■ DATASET EXCERPTS ■
PR #210, opened 2020-05-13
Update 'use_unix_sockets_iproto' option for core = app tests

avtikhon:
Update 'use_unix_sockets_iproto' for 'core = app'
    
Updated 'use_unix_sockets_iproto' option to support 'core = app'
tests, which enabled unix sockets for iproto connections. It helped
to handle the problem with 'Address already in use' error.
    
Part of issue https://github.com/tarantool/tarantool/issues/4459

### DIFF
--- a/lib/app_server.py
+++ b/lib/app_server.py
@@ -14,6 +14,7 @@ from lib.tarantool_server import TarantoolServer
 from lib.tarantool_server import TarantoolStartError
 from lib.utils import find_port
 from lib.utils import format_process
+from lib.utils import warn_unix_socket
 from test import TestRunGreenlet, TestExecutionError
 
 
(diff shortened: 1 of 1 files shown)


lib/app_server.py
```diff
@@ -103,7 +105,12 @@ def deploy(self, vardir=None, silent=True, need_init=True):
                     if (e.errno == errno.ENOENT):
                         continue
                     raise
-        os.putenv("LISTEN", str(find_port()))
+        if self.use_unix_sockets_iproto:
+            path = os.path.join(self.vardir, self.name + ".socket-iproto")
+            warn_unix_socket(path)
+            os.putenv("LISTEN", str(path))
```
Totktonada, line 111: Nit: It is already string, `str()` is not needed.

avtikhon: All corrected as you suggested.

Issue #141, opened 2019-02-18
Fix 'Address already in use' error with TCP sockets


Totktonada:
TcpPortDispatcher was introduced to eliminate the race condition when two workers trying to use the same port: the idea is that each worker use its own ports range. Really these ports could race with client ports (from, say, net.box or replication), which typically don't use bind() and so binds to a random available port (despite any dispatched ranges). So this approach is broken by design.

There is the workaround with `use_unix_sockets` and `use_unix_sockets_iproto` options: setting them to `True` should eliminate the problem. However it is possible that some tests are designed to test tcp connections, so I think we should fix the problem.

The way I see is no-bind / bind to zero port and grep logs for a LISTEN / CONSOLE port (or write it from a script to a predefined location). Remove TcpPortDispatcher and find_port() at all.

Hmm, `box.cfg{listen = 0}` shows `binary: bound to 0.0.0.0:0`. Need to elaborate how to get the port.

The discussion had initially arisen in #115.

Totktonada:
See https://github.com/tarantool/tarantool/issues/4620

Totktonada:
Related: PR #210.

sergos:
Hmm.. strange, for me it looks like `tarantool> box.cfg{listen=0}` yields `2022-02-16 01:07:32.744 [19216] main/103/interactive I> tx_binary: bound to [::]:53061` on MacOS and `2022-02-16 01:06:33.753 [10090] main/103/interactive I> tx_binary: bound to 0.0.0.0:36267` on Linux (Ubuntu 18.04)
The problem might be in the difference:
```
tarantool> box.cfg.listen
---
- 0
...

tarantool> box.info.listen
---
- '[::]:53061'
...

```

Anyways, letting the Tarantool instance to pick a port by itself looks way more robust, since no delay between assigning a port and binding it.

Totktonada:
@sergos It is because https://github.com/tarantool/tarantool/issues/4620 was fixed. I filed this issue against tarantool specifically to have a change to use it here, in test-run.

Totktonada:
Regarding 1.10, where we have no `box.info.listen`: https://github.com/tarantool/tt/pull/112#issuecomment-1209661575.

NickZay:
I have some problems with ports when I use luatest with tarantool

PR #217, opened 2020-07-15
Enable test reruns on failed fragiled tests

### LINKED ISSUE #189: Retry fragile tests or allow them to fail
Manual retrying of testing to understand whether a fail is persistent spends my time, it is undesirable.

I have two ways to overcome this, both are on 'raw idea' rights.

### Provide a way to set a retrying count for fragile tests

It could be an option in suite.ini. If one of those attempts is successful, then the test should be considered as passed.

We also need an ability to retry a hang test.

I was against retrying for a long time and had hope that we'll fix all flaky tests in some future. It seems we really unable to achieve this goal.

### Allow fragile tests to fail

Maybe it worth to do that under command line option and use it in CI, but not locally.

avtikhon:
Added ability to use fragile list in JSON format from 'suite.ini'
files.
```
   fragile = {
        "retries": 10,
        "tests": {
            "bitset.test.lua": {
                "issues": [ "gh-4095" ],
                "checksums": [ "050af3a99561a724013995668a4bc71c", "f34be60193cfe9221d3fe50df657e9d3" ]
            }
        }}
```

Added ability to set per suite in suite.ini configuration file
'retries' option, which sets the number of accepted reruns of
the tests failed from 'fragile' list.

Added ability to check failed tests w/ fragile list to be sure that
the current fail equal to the issue mentioned in the fragile list.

■ ACTIVITY ■
Reproduce, with both ends included, the lines from the one holding "### LINKED ISSUE" to the end of the records above.

■ TASK SOLUTION ■
### LINKED ISSUE #189: Retry fragile tests or allow them to fail
Manual retrying of testing to understand whether a fail is persistent spends my time, it is undesirable.

I have two ways to overcome this, both are on 'raw idea' rights.

### Provide a way to set a retrying count for fragile tests

It could be an option in suite.ini. If one of those attempts is successful, then the test should be considered as passed.

We also need an ability to retry a hang test.

I was against retrying for a long time and had hope that we'll fix all flaky tests in some future. It seems we really unable to achieve this goal.

### Allow fragile tests to fail

Maybe it worth to do that under command line option and use it in CI, but not locally.

avtikhon:
Added ability to use fragile list in JSON format from 'suite.ini'
files.
```
   fragile = {
        "retries": 10,
        "tests": {
            "bitset.test.lua": {
                "issues": [ "gh-4095" ],
                "checksums": [ "050af3a99561a724013995668a4bc71c", "f34be60193cfe9221d3fe50df657e9d3" ]
            }
        }}
```

Added ability to set per suite in suite.ini configuration file
'retries' option, which sets the number of accepted reruns of
the tests failed from 'fragile' list.

Added ability to check failed tests w/ fragile list to be sure that
the current fail equal to the issue mentioned in the fragile list.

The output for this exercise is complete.